Neural Additive Models for Nowcasting
This work addresses the need for interpretable models in time-series forecasting, particularly for nowcasting applications, offering a solution that balances performance and explainability.
The paper tackles the problem of interpretability in deep neural networks for multivariate nowcasting by proposing a neural additive model approach that provides explanatory importance for each input value across variables and time steps, achieving prediction accuracy comparable to state-of-the-art neural networks.

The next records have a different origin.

PR #4166, opened 2025-01-22
feat(dtfs2-6892): fixes to sso following local running

AlexBramhill:
## Introduction :pencil2:
Following running locally, there's a few fixed that were needed to make sure SSO worked as intended

- Add ff to tfm-api docker compose
- update entraId to represent ukef data format (removal of secondary email)
- update autosubmit hash, typo
- update routing
e2e tests will come in another review


docker-compose.yml
```diff
@@ -182,6 +182,7 @@ services:
       - ENTRA_ID_TENANT_ID
       - ENTRA_ID_CLIENT_SECRET
       - ENTRA_ID_REDIRECT_URL
+      - FF_TFM_SSO_ENABLED
```
abhi-markan, line 185: Can you add same to `.env.sample` please.

trade-finance-manager-api/src/v1/repo/user.repo.ts
```diff
@@ -45,6 +45,21 @@ export class UserRepo {
...
+   * @returns the matched TFM user or null if not found
+   */
+  public static async findUserByEmailAddress(email: string): Promise<TfmUser | null> {
+    const collection = await UserRepo.getCollection();
+
+    const emailRegex = getEscapedRegexFromString(email);
+
+    const query = { email: emailRegex };
+
+    return await collection.findOne(query);
```
abhi-markan, line 60:
```suggestion
    return collection.findOne(query);
```

trade-finance-manager-ui/server/generateApp.js
```diff
@@ -54,21 +54,33 @@ const generateApp = () => {
...
+    }),
+  );
+
+  app.use('/assets', express.static('node_modules/govuk-frontend/dist/govuk/assets'), express.static(path.join(__dirname, '..', 'public')));
+
+  app.use(createRateLimit());
+
+  // We add a conditional check here as there are no auth routes for the non sso journey, and
+  // we cannot call app.use with './', undefined.s
+  if (unauthenticatedAuthRoutes) {
```
abhi-markan, line 77: Can this be FF under SSO, wondering once SSO is enabled we will not need this?

abhi-markan (changes requested):

docker-compose.yml
AlexBramhill: It's already there

trade-finance-manager-ui/server/generateApp.js
AlexBramhill: This is featureflagged under SSO through how we gather these routes -- see `~/trade-finance-manager-ui/server/routes/auth/configs/index.ts` for an example of how we do this.

We do it this way as we sometimes want to reassign certain routes -- so we need to get these routes based on an env var

trade-finance-manager-ui/server/routes/auth/configs/unauthenticated-auth-sso.ts
```diff
@@ -1,13 +1,25 @@
...
 export const getUnauthenticatedAuthSsoRouter: GetRouter = () => {
   const unauthenticatedAuthSsoController = new UnauthenticatedAuthController();
-
   const unauthenticatedAuthSsoRouter = express.Router();
 
-  unauthenticatedAuthSsoRouter.post('auth/accept-sso-redirect', unauthenticatedAuthSsoController.postSsoRedirect.bind(unauthenticatedAuthSsoController));
+  const loginService = new LoginService();
+  const userSessionService = new UserSessionService();
+  const loginController = new LoginController({ loginService, userSessionService });
+
```
vamshidharukef, line 15: Please add below for better understanding
// Route for SSO redirect

trade-finance-manager-ui/server/routes/auth/configs/unauthenticated-auth-sso.ts
```diff
@@ -1,13 +1,25 @@
...
+  unauthenticatedAuthSsoRouter.post('/auth/sso-redirect', (req, res) => {
+    unauthenticatedAuthSsoController.postSsoRedirect(req, res);
+  });
+
```
vamshidharukef, line 19: Please add below for better understanding 
// Route for handling SSO redirect form

trade-finance-manager-ui/server/generateApp.js
```diff
@@ -54,21 +54,33 @@ const generateApp = () => {
...
+    morgan('dev', {
+      skip: (req) => req.url.startsWith('/assets') || req.url.startsWith('/main.js'),
+    }),
+  );
+
+  app.use('/assets', express.static('node_modules/govuk-frontend/dist/govuk/assets'), express.static(path.join(__dirname, '..', 'public')));
+
+  app.use(createRateLimit());
+
+  // We add a conditional check here as there are no auth routes for the non sso journey, and
```
vamshidharukef, line 75: Can you re-phrase to 
// Conditionally add unauthenticated auth routes if they exist

trade-finance-manager-ui/server/generateApp.js
vamshidharukef, line 1: Can the comment on line 99 be re-phrased to below
// Catch-all error handler for CSRF token errors and other unexpected errors

vamshidharukef, line 1: It would be helpful to add a brief comment explaining what the generateApp function does and what it returns. Something like 
/**
 * Generates the Express app with middleware and routes set up
 * @returns {Express} The configured Express app
 */

AlexBramhill: Agree, but beyond the scope of this ticket as it'll have to be added to GEF/Portal too

trade-finance-manager-ui/server/routes/auth/configs/unauthenticated-auth-sso.ts
AlexBramhill: I'm not sure these are needed here -- The names of these functions define what the suggested comments do. I'll add a comment to `postSsoRedirect` however, so we have a comment much like `handleSsoRedirectForm`

trade-finance-manager-ui/server/generateApp.js
AlexBramhill: I've updated this a bit more to be a bit more descriptive of why we're doing what we're doing -- I think the code is documenting the `what we're doing`

rkontogianni (dismissed):

trade-finance-manager-api/src/v1/repo/user.repo.ts
```diff
@@ -45,6 +45,21 @@ export class UserRepo {
     return await collection.find(query).toArray();
   }
 
+  /**
+   * Finds a user by email address
+   * @param email email address to search for
+   * @returns the matched TFM user or null if not found
+   */
+  public static async findUserByEmailAddress(email: string): Promise<TfmUser | null> {
+    const collection = await UserRepo.getCollection();
```
abhi-markan, line 54: try-catch please.

abhi-markan (changes requested):

trade-finance-manager-api/src/v1/repo/user.repo.ts
AlexBramhill: We catch these errors at the controller level -- We want this to throw an error if something goes wrong (it returns null if user is not found, but if it throws that means something more sinister has happened, and we handle that at the controller level, logging and sending the appropriate response)

abhi-markan (approved):

abhi-markan (approved):

abhi-markan (approved):

rkontogianni (approved):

Deep neural networks (DNNs) are one of the most highlighted methods in machine learning. However, as DNNs are black-box models, they lack explanatory power for their predictions. Recently, neural additive models (NAMs) have been proposed to provide this power while maintaining high prediction performance. In this paper, we propose a novel NAM approach for multivariate nowcasting (NC) problems, which comprise an important focus area of machine learning. For the multivariate time-series data used in NC problems, explanations should be considered for every input value to the variables at distinguishable time steps. By employing generalized additive models, the proposed NAM-NC successfully explains each input value's importance for multiple variables and time steps. Experimental results involving a toy example and two real-world datasets show that the NAM-NC predicts multivariate time-series data as accurately as state-of-the-art neural networks, while also providing the explanatory importance of each input value. We also examine parameter-sharing networks using NAM-NC to decrease their complexity, and NAM-MC's hard-tied feature net extracted explanations with good performance.